The processors are similar on paper. However, in terms of performance, the Intel chips of the tenth generation lose against the Ryzen processors of the fourth generation. These, in turn, are much more expensive than their recommended retail price but usually come with a cooler, which is not the case with Intel processors. If you buy a motherboard for the processors, the price also matters. AM4 motherboards are slightly cheaper than the motherboards for Intel processors.

Because Ryzen processors are overpriced due to the high demand, the more exciting mix of price and performance goes to Intel. AMD fans might know the third generation of Ryzen processors has filled the niche. In terms of performance, however, it is behind the tenth generation of Intel Core processors. The Ryzen 7 3700X and the Intel Core i7 10700KF are comparable in price, both of which cost around 300 euros. The Intel processor offers more performance for the money if you don’t include the processor cooler and motherboard costs.

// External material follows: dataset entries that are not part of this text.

Issue #5611, opened 2026-07-29
Excluding an untracked nested repository from a compose has no effect — its entry is still sent to the AI and still applied


ramin-t:
### Summary

In the Commit Graph's Compose panel, unchecking an untracked directory that is itself a git repository does not exclude it — its hunk still reaches the AI provider, and still lands in the applied commits. Normal untracked files exclude correctly. Same root cause as #5603, on a different surface.

### Details

The curation list and the exclusion set carry the path exactly as git reports it for an untracked embedded repository, ending in a slash (`nested-repo/`). Compose's hunks name the same entry without the slash (`nested-repo`, a gitlink entry). Every comparison is an exact string match, so the excluded row never matches.

The Compose and Review panels share one file list — both read the same `scopeFiles` resource (`gl-graph-details-panel.ts:2753`/`:3164`), so the Compose exclusion set has the identical trailing-slash shape #5603 describes.

Where the mismatch bites, all in `src/webviews/plus/graph/compose/integration.ts`:

- `:135` / `:150` — the `hunkFilter` used for plan generation. `userExcluded` holds `nested-repo/` while `ComposeHunk.fileName` is `nested-repo`, so the predicate never matches and the gitlink hunk goes into the prompt.
- `:340` / `:343` — the same filter rebuilt at apply time from `cached.excludedFiles`, so the excluded entry also survives into the commit that actually gets applied.
- `:390` — the `aiExcludedFiles` masking set on the per-commit message-regen path; content redaction misses for the same reason.
- `:505` / `:508` — `moveFilesBetweenCommits` matches `pathSet` against `h.fileName`, so moving that row between draft commits silently does nothing.

Why the hunk carries the slash-less name: Compose requests untracked content via `includeUntracked` (`compose/integration.ts:690`), and `@gitkraken/compose-tools` stages with `git add -A` into a scratch index (`GIT_INDEX_FILE`) before diffing `HEAD` against it. `git add -A` records an untracked embedded repository as a gitlink (mode `160000`), and the resulting `diff --git a/nested-repo b/nested-repo` header has no trailing slash — the same shape #5603 hit in the review diff.

### Impact

The same privacy-facing failure as #5603: a path the user explicitly excluded is still sent to the provider — the directory name and the embedded repository's commit SHA. No file contents leave the machine, because a gitlink carries none.

[...]

PR #5637, opened 2026-07-31
Names an untracked nested repository's row in Files Changed

### LINKED ISSUE #5603: Excluding an untracked nested repository from a review has no effect — its entry is still sent to the AI
### Summary

In the Commit Graph's Review panel, unchecking an untracked directory that is itself a git repository does not exclude it — its entry still reaches the AI provider. Normal untracked files exclude correctly.

### Details

The curation list and the exclusion set carry the path exactly as git reports it for an untracked embedded repository, which ends with a slash (`nested-repo/`). The assembled review diff names the same entry without the slash (`nested-repo`, a gitlink entry that appears because the review now stages untracked files with intent-to-add — see #5586 / #5599). The review's file filter compares the two by exact string, so the excluded row never matches and remains in the payload.

Verified by capturing the request that actually left the extension: with the row excluded the prompt still contained the nested-repository entry, and the payload length was identical to a run where nothing was excluded. Excluding a normal untracked file in the same working tree behaved correctly — that path and its contents disappeared from the payload and the payload shrank.

Only untracked embedded repositories are affected. Plain untracked directories are enumerated file by file, so their rows carry ordinary file paths and exclude correctly.

### Impact

A user who explicitly excludes a path from an AI review still has that path sent to the provider — the directory name and the embedded repository's commit SHA. No file contents leave the machine in this case, because a gitlink carries none, but the exclusion control silently does nothing, which undermines trust in a privacy-facing affordance. The mismatch is systematic rather than timing dependent, so it reproduces on every run. Low severity.

### Validation

1. In a repository with some working changes, create an untracked directory that is itself a git repository (`git init nested-repo`, then commit something inside it).
2. Select the Working Changes row in the Commit Graph and open the Review panel with a scope that includes unstaged changes — `nested-repo` is listed as an untracked (U) row.
3. Uncheck it in Files Changed, leave at least one other row included, and start the review.
4. Expected: the nested repository is not part of the reviewed content. Actual: its entry is still included.

### Suggested fix

Normalize trailing slashes on both sides when filtering the review diff by excluded paths, or drop directory-shaped entries from the review content altogether, since a gitlink is not reviewable in the first place.

### Notes

Live-verified on `main` (429fca690 / #5599) with the outgoing request payload captured. Found while verifying #5586.

Related but distinct from #5588: there the row is missing from the curation list entirely, so it cannot be unchecked; here the row is present and explicitly excluded, and the reconcile added in #5601 does not touch path comparison — this reproduces on current `main`, after that fix.

### LINKED ISSUE #5629: An untracked nested repository's row in Files Changed loses its name in the checkbox tooltip and label
## Summary

In the Files Changed list of the Commit Graph's Review and Compose panels, the row for an untracked directory that is itself a git repository loses its name: its checkbox tooltip reads `Exclude ` / `Include ` with nothing after the verb. Git reports such an entry with a trailing slash (`nested-repo/`), and the row's display strings are derived by taking the basename after the last `/`, which for that path is the empty string.

Clicking the row also does nothing at all — no editor tab, no message.

## Impact

Low. The control still works (unchecking it does exclude the entry, since #5603 / #5611 normalized the comparisons), but the affordance that describes it is nameless — including for screen-reader users, since the tooltip is the checkbox's accessible description. This is the same trailing-slash root as #5603 / #5611: those fixed the comparisons, not the display derivation.

## Validation

1. In a repository with some working changes, create an untracked directory that is itself a git repository (`git init nested-repo`, then commit something inside it).
2. Select the Working Changes row in the Commit Graph and open the Review panel with a scope that includes unstaged changes.
3. Hover the checkbox of the `nested-repo` row.
4. Expected: `Exclude nested-repo`. Actual: `Exclude ` — the name is missing. Unchecking it flips the tooltip to `Include `, equally nameless, while the neighbouring rows read `Exclude file1.txt` / `Exclude new-untracked.txt`.
5. Click the row body: nothing opens.
6. Repeat in the Compose panel — same rows, same tooltip (both panels share one file list).

## Evidence (live, `main` @ `779dac1db`, fresh build, subscription simulator Pro + AI simulator)

Review panel, three rows:

```
{ txt: 'nested-repo U',        tip: 'Exclude ',                  checked: true }
{ txt: 'file1.txt M',          tip: 'Exclude file1.txt',         checked: true }
{ txt: 'new-untracked.txt U',  tip: 'Exclude new-untracked.txt', checked: true }
```

After unchecking the first row: `tip: 'Include '`. Compose panel: identical three rows, identical tooltip. Clicking the row body left `vscode.window.tabGroups` empty with nothing in the logs.

## Code

`src/webviews/apps/shared/components/tree/gl-file-tree-pane.ts:831-832` —

```ts
const pathIndex = file.path.lastIndexOf(glue);
const fileName = pathIndex !== -1 ? file.path.substring(pathIndex + 1) : file.path;
const filePath = flat && pathIndex !== -1 ? file.path.substring(0, pathIndex) : '';
```

For `nested-repo/` this yields `fileName: ''` and `filePath: 'nested-repo'`. `fileName` then feeds the checkbox tooltip (`:861-868`, live-confirmed empty), the file icon's `filename` (`:884`) and the row's `label` (`:901`) — so in list layout the name the user sees is actually the `description` (the directory part), with an empty label beside it. In tree layout (more files than the layout threshold) the same path should instead produce a folder node with an empty-labeled leaf inside it; that variant is derived from the code, not observed.

## Suggested fix

Derive the display name from the path with a trailing separator trimmed first — `normalizePath` is already what the comparison sites use for exactly this shape — so a directory-shaped entry reads as `nested-repo`. Deciding what a click on such a row should do (nothing, reveal in Explorer, or no click target at all) is worth settling at the same time, since a gitlink has no diff to open.

## Notes

Found while verifying #5603 / #5611 on `main` (`779dac1db`).

Related: #5603, #5611.

ramin-t:
Closes #5629

## What the user saw

In the Files Changed list of the Commit Graph's Review and Compose panels, the row for an untracked directory that is itself a git repository had no name. Its checkbox tooltip read `Exclude ` / `Include ` with nothing after the verb, and its label was empty — so the name the user actually saw was the row's *description* (the directory part), with an empty label beside it. The neighbouring rows read `Exclude file1.txt` / `Exclude new-untracked.txt` normally. Clicking the row did nothing at all.

## Why it happened

Git cannot recurse past an embedded repository boundary, so it reports such a directory as a single entry with a **trailing slash** — `nested-repo/`. Every display string was derived by taking the basename after the last `/`:

```ts
const pathIndex = file.path.lastIndexOf(glue);
const fileName = pathIndex !== -1 ? file.path.substring(pathIndex + 1) : file.path;
const filePath = flat && pathIndex !== -1 ? file.path.substring(0, pathIndex) : '';
```

For `nested-repo/` the last `/` is the final character, so `fileName` is `''` and `filePath` is `'nested-repo'` — the two are effectively swapped. That single `fileName` feeds the checkbox tooltip, the file icon's `filename`, and the row `label`, which is why one root cause produced three symptoms at once.

Status is fetched with bare `-u` (`packages/git-cli/src/providers/status.ts:259-264`), which means `all` — ordinary untracked directories *are* recursed into. I verified this against real git with those exact flags:

```
?? nested-repo/          ← nested repo: trailing slash
?? plain-dir/sub/a.txt   ← ordinary untracked dir: fully recursed
```

So a trailing slash identifies the nested-repository case unambiguously, which is what makes the tooltip wording below accurate rather than a guess.

The tree-layout variant has the same root but a different shape: splitting `nested-repo/` on `/` yields a trailing empty segment, so `makeHierarchical` nests an empty-named leaf under a folder of the same name instead of producing one leaf. Compaction does not rescue it — `compactHierarchy` will not merge a folder into a value-bearing child without a `canCompact` predicate.

## How it's resolved

A `trimTrailingSlash` helper in `file-tree-utils.ts`, applied at every site that derives a display name or a tree path:

| Site | Symptom it caused |
| --- | --- |
| `gl-file-tree-pane.ts` `fileToTreeModel` | Empty label, empty checkbox tooltip, file icon fed an empty filename — Review, Compose, Compare and WIP all route through this one component |
| `file-tree-utils.ts` `buildFileTree` | Tree layout nesting an empty-named leaf under a folder |
| `gl-tree-base.ts` (patch details) | Both of the above, in its own copy of the derivation |
| `gl-draft-details.ts` | Defense-in-depth only — see below |

### Deliberately not `normalizePath`

The issue suggested `normalizePath`, and the sibling fixes #5603/#5611 used it. **That precedent does not transfer here**, and this is the one design decision in the PR worth a reviewer's attention.

`normalizePath` rewrites backslashes to `/` unconditionally (`packages/utils/src/path.ts:76`, outside any platform guard). Those sibling fixes normalize *both sides of a comparison*, so the rewrite is symmetric and cancels out. This change derives a **display name and a tree structure** from one side, where nothing cancels. A backslash in a git path is a literal character in a POSIX-legal filename, so `weird\name.ts` would have been relabeled `name.ts` in list layout and split into a folder `weird` containing `name.ts` in tree layout — a regression the pre-existing code did not have, introduced while fixing a display bug. Two tests pin this behavior so the next person doesn't reach for `normalizePath` either.

## Behavior changes

- **Row hover tooltip.** A trailing-slash entry is now marked `(nested repository)`, alongside the existing `(submodule)` marker, and its displayed full path no longer carries the trailing slash. The entry is an untracked directory, not a file, so there is nothing to open or diff — which is why clicking the row does nothing; naming it is what tells the user that, rather than adding click plumbing for an entry with nothing to show. It is not a gitlink at this point: an untracked nested repository is absent from the index entirely (`git status` reports only `?? nested-repo/`, no mode, no SHA) and becomes one only once staged. Clicking remains inert — deliberately.
- **`glue` parameter removed** from both `fileToTreeModel` methods. No call site has ever passed it. Leaving it half-honored — the trim hardcoding `/` while the split still respected the parameter — would have been more misleading than the dead generality it replaced.
- The row's icon is unchanged; it still renders the generic file icon.

## Tests

New `packages/utils/src/__tests__/path.test.ts` covering `trimTrailingSlash` and — because this is the combination that produced the empty-named leaf — `makeHierarchical` composed with it, which had no tests of its own. Includes the ordinary-path and backslash cases so the fix cannot silently over-reach.

`trimTrailingSlash` lives in `packages/utils/src/path.ts` rather than beside its callers because a first attempt to test it in the webview tree hit a hard constraint. `file-tree-utils.ts` carries a side-effect import of `action-chip.js`, which transitively registers the `code-icon` custom element. Each test entry is bundled separately with no code splitting, so a second test importing that module gets its own copy of the registration, and the second `customElements.define` against the one global registry throws — which is exactly how CI failed on the first push. Splitting the bundles would need esbuild's `splitting`, which requires ESM output the CJS test host cannot load. The helper is a pure path operation with no business in a module that registers components, so moving it both fixes the collision and puts it beside the `normalizePath` it is deliberately contrasted with.

**Not covered, stated plainly:**

- `buildFileTree` and `buildFileTooltip` have no direct tests, for the bundling reason above. The first is a thin wrapper over the composition now tested directly; the second appends a fixed marker to a string.
- The `fileToTreeModel` derivation is a private/protected Lit component method, so the label, icon and checkbox-tooltip path has no unit test. Testing it would need a component-instantiation harness this repo does not have for these components, and I did not add one.
- The tree-layout variant remains derived from the code, not observed live — as the issue itself noted. The unit test is what covers it.

## Validation

1. In a repository with some working changes, create an untracked directory that is itself a git repository: `git init nested-repo`, then commit something inside it.
2. Select the Working Changes row in the Commit Graph and open the Review panel with a scope that includes unstaged changes.
3. Hover the checkbox of the `nested-repo` row → expect `Exclude nested-repo` (was `Exclude `).
4. Uncheck it → expect `Include nested-repo` (was `Include `).
5. Hover the row body → expect the tooltip to name it `(nested repository)`.
6. Repeat in the Compose panel — same rows, same tooltip, since both panels share one file list.
7. With more files than the layout threshold (tree layout), confirm `nested-repo` appears as a single leaf rather than a folder containing an empty-named row.

## Related

- #5603 / #5611 — same trailing-slash root cause, fixed at the comparison sites rather than the display derivation.
- `gl-draft-details.ts` is included for consistency, **not** as a reachable bug: its files come from `getDiffFiles(contents)` (`draftsService.ts:175-177,574-575`), parsed from patch text where a gitlink is named without a trailing slash. It was the one `makeHierarchical` site not trimming, and leaving it as the odd one out invites drift.
- `rebase.ts` and `gl-graph-details-panel.ts` have structurally similar path splitting but operate on merge-conflict entries, which an untracked directory cannot be. Deliberately not touched.


ramin-t:
augment review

Intel vs AMD: That brings the future

Now, if you’re wondering whether it’s worth waiting for new Intel or AMD processors, the answer is sobering. At Intel, the eleventh generation of processors is in the starting blocks. It is still uncertain whether the manufacturer can stand up to its competitors with this. Intel fans shouldn’t expect too much. The manufacturer again producing the chips in the 14-nanometer process, and Intel is probably increasing the clock rate of the individual cores again. It seems as if the technology and Intel with its strategy are coming to an end. The upper class processor of the eleventh Intel generation will be “only” an eight-core. Intel has not yet revealed when they will launch processors in 2021.

AMD continues to refine its manufacturing process. At the end of 2022 / beginning of 2023, the manufacturer plans to launch its first processors using the 5-nanometer process. With them comes the AM5 socket and DDR5 memory. It is unknown when the manufacturer will deliver enough supplies to meet the high demand for its processors at a reasonable price.